Could you show each line of the records that contains the word "most"?

__Stored items__.
========

PR #2289, opened 2023-07-14
Fix for infinite loop when combining Stack and Tree navigation

### LINKED ISSUE #2288: Combining Stack-based and Tree-based .navigationDestination navigation leads to infinite loop
### Description

Using `NavigationStackStore`, with a destination view then presenting a third view using `.navigationDestination(store:destination)`. When the third view is presented, SwiftUI goes into an infinite loop, consuming 100% CPU and increasing amount of memory.

### Checklist

- [X] I have determined whether this bug is also reproducible in a vanilla SwiftUI project.
- [X] If possible, I've reproduced the issue using the `main` branch of this package.

### Expected behavior

The third view is pushed onto the navigation stack

### Actual behavior

The app hangs with 100% CPU usage

### Steps to reproduce

I've made a [sample project](https://github.com/benlings/TCANavigationStackStoreBugSample) that demonstrates the bug, along with demonstrations of the same functionality working correctly in plain SwiftUI. The TCA version is shown below.

In the sample project there are 3 tabs:
1. Vanilla SwiftUI - using an array-based `NavigationStack` path
2. VanillaStack - TCA, using an array-based `NavigationStack` path. Note: I had to extract `NavigationDestinationView` to stop this happening in this implementation
3. TCA - TCA, using `NavigationStackStore`

```
struct ContentFeature: ReducerProtocol {
    struct State {
      var path = StackState<Path.State>()
    }
    public enum Action {
      case path(StackAction<Path.State, Path.Action>)
    }

      Reduce { state, action in
        switch action {
        case .path:
          return .none
        }
      }
      .forEach(\.path, action: /Action.path) {
        Path()
      }
    }

    public struct Path: ReducerProtocol {
      public enum State {
        case int(IntFeature.State)
      }
      public enum Action {
        case int(IntFeature.Action)
      }
      public var body: some ReducerProtocolOf<Self> {
        Scope(state: /State.int, action: /Action.int) {
          IntFeature()
        }
      }
    }

  }

  struct ContentView: View {

    let store: StoreOf<ContentFeature>

    var body: some View {
      NavigationStackStore(store.scope(state: \.path, action: { .path($0) })) {
        VStack {
          NavigationLink("Nav link to 1", state: ContentFeature.Path.State.int(.init(num: 1)))
        }
        .padding()
      } destination: { store in
        DestinationSwitchView(store: store)
      }
    }
  }

  struct DestinationSwitchView: View {
    let store: StoreOf<ContentFeature.Path>
    var body: some View {
      SwitchStore(store) { state in
        switch state {
        case .int:
          CaseLet(
            state: /ContentFeature.Path.State.int,
            action: ContentFeature.Path.Action.int
          ) {
            IntView(store: $0)
          }
        }
      }
    }
  }

  struct IntFeature: ReducerProtocol {
    struct State: Equatable {
      var num: Int
      @PresentationState var dest: DestFeature.State? = nil
    }
    public enum Action {
      case showDest
      case dest(PresentationAction<DestFeature.Action>)
    }
      Reduce { state, action in
        switch action {
        case .showDest:
          state.dest = .init()
          return .none

        case .dest:
          return .none
        }
      }
      .ifLet(\.$dest, action: /Action.dest) {
        DestFeature()
      }
    }
  }

  struct IntView: View {
    let store: StoreOf<IntFeature>

    var body: some View {
      WithViewStore(store, observe: { $0 }) { viewStore in
        VStack {
          Text("Number \(viewStore.num)")
          Button("Show 2") {
            viewStore.send(.showDest)
          }
        }
        .navigationDestination(
          store: store.scope(state: \.$dest, action: { .dest($0) })
        ) {
          DestView(store: $0)
        }
      }
    }
  }

  struct DestFeature: ReducerProtocol {
    struct State: Equatable {
    }
    enum Action {
    }
      Reduce { state, action in
        switch action {
        }
      }
    }
  }

  struct DestView: View {
    let store: StoreOf<DestFeature>

    var body: some View {
      Text("Destination 2")
    }
  }
```

0.55.1

iOS 16.4

### Xcode version information

Version 14.3.1 (14E300c)

```shell
swift-driver version: 1.75.2 Apple Swift version 5.8.1 (swiftlang-5.8.0.124.5 clang-1403.0.22.11.100)
Target: arm64-apple-macosx13.0
```

benlings:
This fixes #2288

### DIFF
--- a/Sources/ComposableArchitecture/SwiftUI/NavigationStackStore.swift
+++ b/Sources/ComposableArchitecture/SwiftUI/NavigationStackStore.swift
@@ -219,9 +219,9 @@ private struct NavigationDestinationView<State, Destination: View>: View {
   let component: Component<State>
   let destination: (Component<State>) -> Destination
   var body: some View {
-    self.destination(component)
+    self.destination(self.component)
       .environment(\.navigationDestinationType, State.self)
-      .id(component.id)
+      .id(self.component.id)
   }
 }
 
--- a/Sources/ComposableArchitecture/SwiftUI/NavigationStackStore.swift
+++ b/Sources/ComposableArchitecture/SwiftUI/NavigationStackStore.swift
@@ -105,9 +105,7 @@ public struct NavigationStackStore<State, Action, Root: View, Destination: View>
       self.root
         .environment(\.navigationDestinationType, State.self)
         .navigationDestination(for: Component<State>.self) { component in
-          self.destination(component)
-            .environment(\.navigationDestinationType, State.self)
-            .id(component.id)
+          NavigationDestinationView(component: component, destination: self.destination)
         }
     }
   }
@@ -214,6 +212,16 @@ extension NavigationLink where Destination == Never {
   )
   where Label == _NavigationLinkStoreContent<P, Text> {
     self.init(state: state, label: { Text(title) }, fileID: fileID, line: line)
+  }
+}
+
+private struct NavigationDestinationView<State, Destination: View>: View {
+  let component: Component<State>
+  let destination: (Component<State>) -> Destination
+  var body: some View {
+    self.destination(component)
+      .environment(\.navigationDestinationType, State.self)
+      .id(component.id)
   }
 }
 
--- a/Examples/Integration/Integration/NavigationStackTestCase.swift
+++ b/Examples/Integration/Integration/NavigationStackTestCase.swift
@@ -1,18 +1,8 @@
 import ComposableArchitecture
 import SwiftUI
 
-private struct DestinationFeature: ReducerProtocol {
-  struct State: Hashable {
-  }
-  enum Action {
-  }
-  var body: some ReducerProtocolOf<Self> {
-    EmptyReducer()
-  }
-}
-
 private struct DestinationView: View {
-  let store: StoreOf<DestinationFeature>
+  let store: StoreOf<EmptyReducer<Int, Never>>
   var body: some View {
     Text("Destination")
   }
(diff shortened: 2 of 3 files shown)


benlings:
I'm happy to add some tests for this, but would need some pointers on where they should go. Maybe extending `NavigationStackTestCaseView`?

mbrandonw:
Hi @benlings, thanks for the PR! This looks like a great fix, and we'd definitely like to take you up on your offer to write a test. We actually have a slim (but growing) integration test suite in the project:

https://github.com/pointfreeco/swift-composable-architecture/tree/main/Examples/Integration/Integration

How do you feel about adding a new "…TestCase.swift" file to the project that demonstrates the problem? You can even just get it most of the way and then we can do any last bits of clean up.

Thanks!

Sources/ComposableArchitecture/SwiftUI/NavigationStackStore.swift
```diff
@@ -217,6 +215,16 @@ extension NavigationLink where Destination == Never {
   }
 }
 
+private struct NavigationDestinationView<State, Destination: View>: View {
+  let component: Component<State>
+  let destination: (Component<State>) -> Destination
+  var body: some View {
+    self.destination(component)
+      .environment(\.navigationDestinationType, State.self)
+      .id(component.id)
```
benlings, line 224: Looking at this again, I'm not sure if this `id` modifier should go here or inside the `destination` block of `navigationDestination(...)`? What is this `id` used for @mbrandonw ?

benlings:
Thanks for the pointers @mbrandonw .  I looked at creating a new test case, but it would have duplicated most of the existing 'NavigationStackTestCase` for the initial setup. I've instead added the `navigationDestination` alongside the existing alert presentation. I'm happy to separate it if you prefer through 🙂.

mbrandonw:
Hi @benlings, thanks for taking a stab at the test. However, if I revert your `NavigationDestinationView` change and run the integration app, the drill down works fine. I open the nav stack sheet, then tap "Go to counter", then tap "Open navigation destination", and it drills down. No infinite loop.

Is there something else that needs to be done to trigger the bug?

stephencelis:
@mbrandonw I think the bug is fixed in iOS 17, but if you try in Xcode 14.3/iOS 16, it should happen.

mbrandonw:
Ahhh right ok. Will take another look in a minute.

mbrandonw:
Ok, I was able to confirm the bug in 14.3 and confirm that the test passes with the change. Will merge once it's green!

benlings:
Thanks @mbrandonw and @stephencelis! I hadn’t tested this on iOS 17, so wasn’t aware of the fix there. I had seen the bug on 16.2-16.4.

========

__Final answer__.
How do you feel about adding a new "…TestCase.swift" file to the project that demonstrates the problem? You can even just get it most of the way and then we can do any last bits of clean up.
Thanks for the pointers @mbrandonw .  I looked at creating a new test case, but it would have duplicated most of the existing 'NavigationStackTestCase` for the initial setup. I've instead added the `navigationDestination` alongside the existing alert presentation. I'm happy to separate it if you prefer through 🙂.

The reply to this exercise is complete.